[Opening Dataset records section]
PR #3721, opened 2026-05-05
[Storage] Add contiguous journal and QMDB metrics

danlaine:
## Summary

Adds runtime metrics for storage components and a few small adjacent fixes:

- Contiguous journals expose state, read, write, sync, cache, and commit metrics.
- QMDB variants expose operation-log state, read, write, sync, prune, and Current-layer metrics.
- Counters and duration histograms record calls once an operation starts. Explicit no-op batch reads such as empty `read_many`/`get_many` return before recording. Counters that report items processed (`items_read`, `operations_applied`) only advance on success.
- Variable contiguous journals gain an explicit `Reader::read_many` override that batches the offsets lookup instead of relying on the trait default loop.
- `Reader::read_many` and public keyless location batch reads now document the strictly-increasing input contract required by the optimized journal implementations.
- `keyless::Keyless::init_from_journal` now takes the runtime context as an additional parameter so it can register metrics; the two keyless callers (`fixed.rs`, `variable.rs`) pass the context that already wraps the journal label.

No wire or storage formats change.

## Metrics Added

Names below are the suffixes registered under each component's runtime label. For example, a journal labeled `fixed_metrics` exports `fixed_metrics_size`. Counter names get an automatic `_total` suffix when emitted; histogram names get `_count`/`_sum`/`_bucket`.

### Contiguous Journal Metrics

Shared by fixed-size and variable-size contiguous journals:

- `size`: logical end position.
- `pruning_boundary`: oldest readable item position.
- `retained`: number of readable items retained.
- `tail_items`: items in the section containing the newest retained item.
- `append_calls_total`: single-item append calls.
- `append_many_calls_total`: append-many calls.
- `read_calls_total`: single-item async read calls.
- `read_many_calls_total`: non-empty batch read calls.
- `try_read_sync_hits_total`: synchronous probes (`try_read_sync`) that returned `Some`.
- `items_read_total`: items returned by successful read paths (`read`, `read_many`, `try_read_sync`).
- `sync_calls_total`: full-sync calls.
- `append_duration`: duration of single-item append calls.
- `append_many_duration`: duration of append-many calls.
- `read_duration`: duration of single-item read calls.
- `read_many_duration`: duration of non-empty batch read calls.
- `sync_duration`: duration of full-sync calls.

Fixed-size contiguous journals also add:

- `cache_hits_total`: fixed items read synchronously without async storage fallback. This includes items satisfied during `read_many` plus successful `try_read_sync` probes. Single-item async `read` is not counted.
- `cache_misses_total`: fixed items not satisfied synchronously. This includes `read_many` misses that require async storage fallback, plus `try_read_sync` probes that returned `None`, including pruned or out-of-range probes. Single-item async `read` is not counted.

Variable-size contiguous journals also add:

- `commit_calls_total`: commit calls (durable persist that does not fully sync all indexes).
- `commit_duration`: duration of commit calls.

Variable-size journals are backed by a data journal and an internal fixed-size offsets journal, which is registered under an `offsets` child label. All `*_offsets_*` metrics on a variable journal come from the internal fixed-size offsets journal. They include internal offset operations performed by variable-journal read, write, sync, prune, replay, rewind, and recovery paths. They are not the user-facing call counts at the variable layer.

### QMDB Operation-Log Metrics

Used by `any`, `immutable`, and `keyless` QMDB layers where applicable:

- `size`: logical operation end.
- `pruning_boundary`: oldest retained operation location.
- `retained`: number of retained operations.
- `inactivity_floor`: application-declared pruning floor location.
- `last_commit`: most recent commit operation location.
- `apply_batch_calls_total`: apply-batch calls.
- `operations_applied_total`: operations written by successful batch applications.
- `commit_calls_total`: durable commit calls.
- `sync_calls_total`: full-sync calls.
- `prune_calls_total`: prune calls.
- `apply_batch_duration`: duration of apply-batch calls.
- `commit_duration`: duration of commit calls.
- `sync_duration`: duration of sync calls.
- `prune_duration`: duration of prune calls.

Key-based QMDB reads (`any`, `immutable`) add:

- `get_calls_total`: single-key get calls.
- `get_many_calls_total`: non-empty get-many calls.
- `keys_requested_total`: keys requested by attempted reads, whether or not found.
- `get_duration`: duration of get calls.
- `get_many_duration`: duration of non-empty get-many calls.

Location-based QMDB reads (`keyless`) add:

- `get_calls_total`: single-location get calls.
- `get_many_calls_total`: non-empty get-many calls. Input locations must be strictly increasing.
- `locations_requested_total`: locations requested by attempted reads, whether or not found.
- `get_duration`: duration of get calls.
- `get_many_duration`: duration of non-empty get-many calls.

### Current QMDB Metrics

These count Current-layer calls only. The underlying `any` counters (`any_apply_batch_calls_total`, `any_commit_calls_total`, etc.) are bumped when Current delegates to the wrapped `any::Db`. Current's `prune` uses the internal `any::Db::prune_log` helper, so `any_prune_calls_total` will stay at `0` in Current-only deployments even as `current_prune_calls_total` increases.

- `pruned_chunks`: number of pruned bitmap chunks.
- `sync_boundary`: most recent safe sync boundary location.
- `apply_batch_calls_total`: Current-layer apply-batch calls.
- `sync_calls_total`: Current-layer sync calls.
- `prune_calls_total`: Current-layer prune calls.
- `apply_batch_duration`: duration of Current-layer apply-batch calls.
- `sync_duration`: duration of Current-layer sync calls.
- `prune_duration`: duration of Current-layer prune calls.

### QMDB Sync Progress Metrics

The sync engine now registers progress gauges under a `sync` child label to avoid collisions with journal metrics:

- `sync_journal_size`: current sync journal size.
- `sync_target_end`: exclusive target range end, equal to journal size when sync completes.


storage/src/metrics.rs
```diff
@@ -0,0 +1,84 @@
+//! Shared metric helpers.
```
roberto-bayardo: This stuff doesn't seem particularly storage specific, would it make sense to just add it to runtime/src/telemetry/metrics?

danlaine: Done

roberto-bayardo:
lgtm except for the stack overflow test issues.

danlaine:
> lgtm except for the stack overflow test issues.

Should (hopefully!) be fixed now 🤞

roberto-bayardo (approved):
[Closing Dataset records section]
## What is needed
What lines in the entries above hold "that"? Copy every one.

## Exercise output
- Counters and duration histograms record calls once an operation starts. Explicit no-op batch reads such as empty `read_many`/`get_many` return before recording. Counters that report items processed (`items_read`, `operations_applied`) only advance on success.
- Variable contiguous journals gain an explicit `Reader::read_many` override that batches the offsets lookup instead of relying on the trait default loop.
- `keyless::Keyless::init_from_journal` now takes the runtime context as an additional parameter so it can register metrics; the two keyless callers (`fixed.rs`, `variable.rs`) pass the context that already wraps the journal label.
- `try_read_sync_hits_total`: synchronous probes (`try_read_sync`) that returned `Some`.
- `cache_misses_total`: fixed items not satisfied synchronously. This includes `read_many` misses that require async storage fallback, plus `try_read_sync` probes that returned `None`, including pruned or out-of-range probes. Single-item async `read` is not counted.
- `commit_calls_total`: commit calls (durable persist that does not fully sync all indexes).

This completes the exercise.